HOW TO COMPLETE THIS TASK >> Starting at the line that holds "- [ ] Get a new" and stopping at the line that holds "### Architecture", restate the records below word for word, with both of those lines included.

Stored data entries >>

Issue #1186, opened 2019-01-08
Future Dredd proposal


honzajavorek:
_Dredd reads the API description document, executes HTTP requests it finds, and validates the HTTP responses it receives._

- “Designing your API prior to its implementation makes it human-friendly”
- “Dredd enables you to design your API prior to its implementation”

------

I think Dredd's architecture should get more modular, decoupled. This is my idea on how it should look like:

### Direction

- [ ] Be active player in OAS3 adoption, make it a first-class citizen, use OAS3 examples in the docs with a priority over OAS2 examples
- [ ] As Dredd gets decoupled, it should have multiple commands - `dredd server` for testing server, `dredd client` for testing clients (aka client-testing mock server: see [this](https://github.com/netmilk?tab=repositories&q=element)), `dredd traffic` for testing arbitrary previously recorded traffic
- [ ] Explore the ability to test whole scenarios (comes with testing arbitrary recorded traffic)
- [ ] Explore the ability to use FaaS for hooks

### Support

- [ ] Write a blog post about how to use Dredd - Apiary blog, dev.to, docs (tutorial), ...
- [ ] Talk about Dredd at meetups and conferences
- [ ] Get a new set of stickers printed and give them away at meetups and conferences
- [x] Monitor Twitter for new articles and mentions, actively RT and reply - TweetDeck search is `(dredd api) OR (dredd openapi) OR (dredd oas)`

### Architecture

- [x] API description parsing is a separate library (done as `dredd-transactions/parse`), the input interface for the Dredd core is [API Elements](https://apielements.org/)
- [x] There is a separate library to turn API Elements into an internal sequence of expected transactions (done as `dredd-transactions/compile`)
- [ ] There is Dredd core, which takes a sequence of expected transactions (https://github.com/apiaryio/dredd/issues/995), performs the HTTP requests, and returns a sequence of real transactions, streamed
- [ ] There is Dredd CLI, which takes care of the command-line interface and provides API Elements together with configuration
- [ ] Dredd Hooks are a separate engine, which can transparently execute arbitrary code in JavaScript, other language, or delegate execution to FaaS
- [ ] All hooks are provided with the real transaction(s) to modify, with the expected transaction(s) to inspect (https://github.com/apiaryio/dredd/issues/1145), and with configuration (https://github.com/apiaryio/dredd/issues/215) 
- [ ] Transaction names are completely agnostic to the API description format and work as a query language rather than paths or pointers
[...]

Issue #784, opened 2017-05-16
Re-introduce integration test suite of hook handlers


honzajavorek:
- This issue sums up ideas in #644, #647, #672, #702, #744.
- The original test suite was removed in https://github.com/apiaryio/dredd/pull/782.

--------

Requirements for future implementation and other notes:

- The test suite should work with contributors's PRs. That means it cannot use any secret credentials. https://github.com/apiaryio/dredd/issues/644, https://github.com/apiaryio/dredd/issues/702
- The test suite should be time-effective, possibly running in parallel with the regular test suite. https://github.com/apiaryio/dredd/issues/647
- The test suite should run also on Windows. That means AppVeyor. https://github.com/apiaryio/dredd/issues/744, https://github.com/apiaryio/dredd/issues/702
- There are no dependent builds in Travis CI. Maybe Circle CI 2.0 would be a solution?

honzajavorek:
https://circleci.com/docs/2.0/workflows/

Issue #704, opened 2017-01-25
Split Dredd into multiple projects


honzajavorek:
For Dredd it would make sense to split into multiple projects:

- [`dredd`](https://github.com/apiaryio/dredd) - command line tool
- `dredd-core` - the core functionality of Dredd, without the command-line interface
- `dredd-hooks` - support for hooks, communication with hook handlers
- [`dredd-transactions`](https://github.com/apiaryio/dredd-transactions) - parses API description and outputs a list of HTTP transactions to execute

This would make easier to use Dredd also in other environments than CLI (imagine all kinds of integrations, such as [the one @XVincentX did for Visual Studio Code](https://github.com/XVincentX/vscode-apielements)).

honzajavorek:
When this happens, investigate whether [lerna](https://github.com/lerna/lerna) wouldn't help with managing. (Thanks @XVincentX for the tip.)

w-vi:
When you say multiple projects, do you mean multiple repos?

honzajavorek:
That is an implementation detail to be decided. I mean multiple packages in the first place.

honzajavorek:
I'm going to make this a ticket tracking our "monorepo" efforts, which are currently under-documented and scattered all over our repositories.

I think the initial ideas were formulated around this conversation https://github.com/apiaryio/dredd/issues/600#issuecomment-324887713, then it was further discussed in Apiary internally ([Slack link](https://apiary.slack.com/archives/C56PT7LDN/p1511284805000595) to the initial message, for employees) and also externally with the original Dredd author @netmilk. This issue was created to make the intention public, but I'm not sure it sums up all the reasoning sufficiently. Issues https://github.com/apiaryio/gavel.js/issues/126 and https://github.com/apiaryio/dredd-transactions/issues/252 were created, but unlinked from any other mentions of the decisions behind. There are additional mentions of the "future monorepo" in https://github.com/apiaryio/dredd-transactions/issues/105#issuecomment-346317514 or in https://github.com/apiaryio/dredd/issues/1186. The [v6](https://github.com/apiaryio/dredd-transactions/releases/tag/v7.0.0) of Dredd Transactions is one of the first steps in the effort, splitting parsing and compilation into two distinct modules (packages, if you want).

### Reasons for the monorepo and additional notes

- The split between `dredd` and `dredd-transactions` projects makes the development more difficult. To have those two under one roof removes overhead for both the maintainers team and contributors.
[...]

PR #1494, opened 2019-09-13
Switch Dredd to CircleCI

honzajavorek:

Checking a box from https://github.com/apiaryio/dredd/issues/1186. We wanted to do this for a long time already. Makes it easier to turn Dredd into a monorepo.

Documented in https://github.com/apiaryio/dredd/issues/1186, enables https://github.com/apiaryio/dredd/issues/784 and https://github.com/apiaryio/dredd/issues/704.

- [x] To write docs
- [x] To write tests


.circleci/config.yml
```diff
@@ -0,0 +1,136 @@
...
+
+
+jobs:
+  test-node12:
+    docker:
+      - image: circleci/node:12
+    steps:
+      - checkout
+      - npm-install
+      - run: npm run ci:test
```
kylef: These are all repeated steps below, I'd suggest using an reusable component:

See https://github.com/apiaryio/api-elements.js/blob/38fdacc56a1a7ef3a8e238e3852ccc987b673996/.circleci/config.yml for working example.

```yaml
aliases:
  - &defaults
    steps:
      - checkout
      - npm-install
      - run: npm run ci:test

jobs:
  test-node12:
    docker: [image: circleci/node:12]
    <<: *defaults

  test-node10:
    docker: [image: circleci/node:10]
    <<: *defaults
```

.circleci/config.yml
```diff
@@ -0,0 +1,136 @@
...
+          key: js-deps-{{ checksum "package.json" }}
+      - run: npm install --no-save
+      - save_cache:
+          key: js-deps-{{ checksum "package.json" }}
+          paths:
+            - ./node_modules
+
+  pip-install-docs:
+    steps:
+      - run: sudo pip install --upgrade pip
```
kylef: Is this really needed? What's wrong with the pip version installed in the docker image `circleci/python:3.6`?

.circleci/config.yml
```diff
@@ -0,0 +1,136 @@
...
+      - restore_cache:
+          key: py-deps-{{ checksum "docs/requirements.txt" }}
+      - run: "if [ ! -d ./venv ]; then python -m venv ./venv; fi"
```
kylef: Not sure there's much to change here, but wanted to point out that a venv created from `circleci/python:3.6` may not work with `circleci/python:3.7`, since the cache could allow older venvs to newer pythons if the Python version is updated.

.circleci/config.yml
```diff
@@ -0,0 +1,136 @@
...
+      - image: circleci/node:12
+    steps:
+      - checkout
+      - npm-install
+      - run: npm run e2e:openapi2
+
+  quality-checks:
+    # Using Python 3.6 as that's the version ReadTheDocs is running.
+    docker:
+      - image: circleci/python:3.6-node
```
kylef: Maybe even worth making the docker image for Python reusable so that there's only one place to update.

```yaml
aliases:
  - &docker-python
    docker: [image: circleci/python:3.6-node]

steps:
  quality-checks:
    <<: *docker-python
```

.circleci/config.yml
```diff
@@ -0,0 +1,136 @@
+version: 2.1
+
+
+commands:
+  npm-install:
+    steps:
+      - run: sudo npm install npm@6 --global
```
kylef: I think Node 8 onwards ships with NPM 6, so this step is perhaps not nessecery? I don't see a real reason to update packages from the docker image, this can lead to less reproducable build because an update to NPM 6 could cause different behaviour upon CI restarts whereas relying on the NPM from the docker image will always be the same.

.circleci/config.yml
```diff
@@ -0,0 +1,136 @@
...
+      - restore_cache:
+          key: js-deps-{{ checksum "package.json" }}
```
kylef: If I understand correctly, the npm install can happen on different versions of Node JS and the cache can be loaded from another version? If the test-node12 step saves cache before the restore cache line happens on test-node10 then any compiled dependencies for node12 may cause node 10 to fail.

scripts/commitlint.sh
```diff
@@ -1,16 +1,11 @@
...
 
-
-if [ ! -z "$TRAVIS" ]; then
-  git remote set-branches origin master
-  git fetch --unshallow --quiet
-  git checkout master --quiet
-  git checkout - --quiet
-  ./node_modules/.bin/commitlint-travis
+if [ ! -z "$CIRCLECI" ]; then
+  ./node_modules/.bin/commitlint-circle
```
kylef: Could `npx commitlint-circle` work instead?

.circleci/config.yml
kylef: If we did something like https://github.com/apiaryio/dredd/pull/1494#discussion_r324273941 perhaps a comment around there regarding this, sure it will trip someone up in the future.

RESPONSE TO THE EXERCISE >>
- [ ] Get a new set of stickers printed and give them away at meetups and conferences
- [x] Monitor Twitter for new articles and mentions, actively RT and reply - TweetDeck search is `(dredd api) OR (dredd openapi) OR (dredd oas)`

### Architecture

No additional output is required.